An EMG-Driven Musculoskeletal Model for Estimating Continuous Wrist Motion

• Published in: IEEE transactions on neural systems and rehabilitation engineering Vol. 28; no. 12; pp. 3113 - 3120
• Main Authors: Zhao, Yihui, Zhang, Zhiqiang, Li, Zhenhong, Yang, Zhixin, Dehghani-Sanij, Abbas A., Xie, Shengquan
• Format: Journal Article
• Language: English
• Published: United States IEEE 01.12.2020; The Institute of Electrical and Electronics Engineers, Inc. (IEEE)
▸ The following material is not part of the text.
PR #7140, opened 2026-03-13
fix(ofelia): pin ofelia image to v0.3.21 instead of :latest

flightlesstux:
## Summary

- `mcuadros/ofelia:latest` is the only unpinned image in `docker-compose.yml` — every other service uses an explicit version tag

• Subjects: Computational modeling; continuous wrist joint motion; Deep learning; electromyogram signal; Electromyography; Force; forward dynamics; Genetic algorithms; Hill’s muscle model; Joints (anatomy); Learning algorithms; Machine learning; Motion simulation; Muscle contraction; Muscles; Numerical models; Tendons; Wrist
• ISSN: 1534-4320; 1558-0210; 1558-0210
• DOI: 10.1109/TNSRE.2020.3038051

EMG-based continuous wrist joint motion estimation has been identified as a promising technique with huge potential in assistive robots. Conventional data-driven model-free methods tend to establish the relationship between the EMG signal and wrist motion using machine learning or deep learning techniques, but cannot interpret the functional relationship between neuro-commands and relevant joint motion. In this paper, an EMG-driven musculoskeletal model is proposed to estimate continuous wrist joint motion. This model interprets the muscle activation levels from EMG signals. A muscle-tendon model is developed to compute the muscle force during the voluntary flexion/extension movement, and a joint kinematic model is established to estimate the continuous wrist motion. To optimize the subject-specific physiological parameters, a genetic algorithm is designed to minimize the differences of joint motion prediction from the musculoskeletal model and joint motion measurement using motion data during training. Results show that mean root-mean-square-errors are 10.08°, 10.33°, 13.22° and 17.59° for single flexion/extension, continuous cycle and random motion trials, respectively. The mean coefficient of determination is over 0.9 for all the motion trials. The proposed EMG-driven model provides an accurate tracking performance based on user's intention.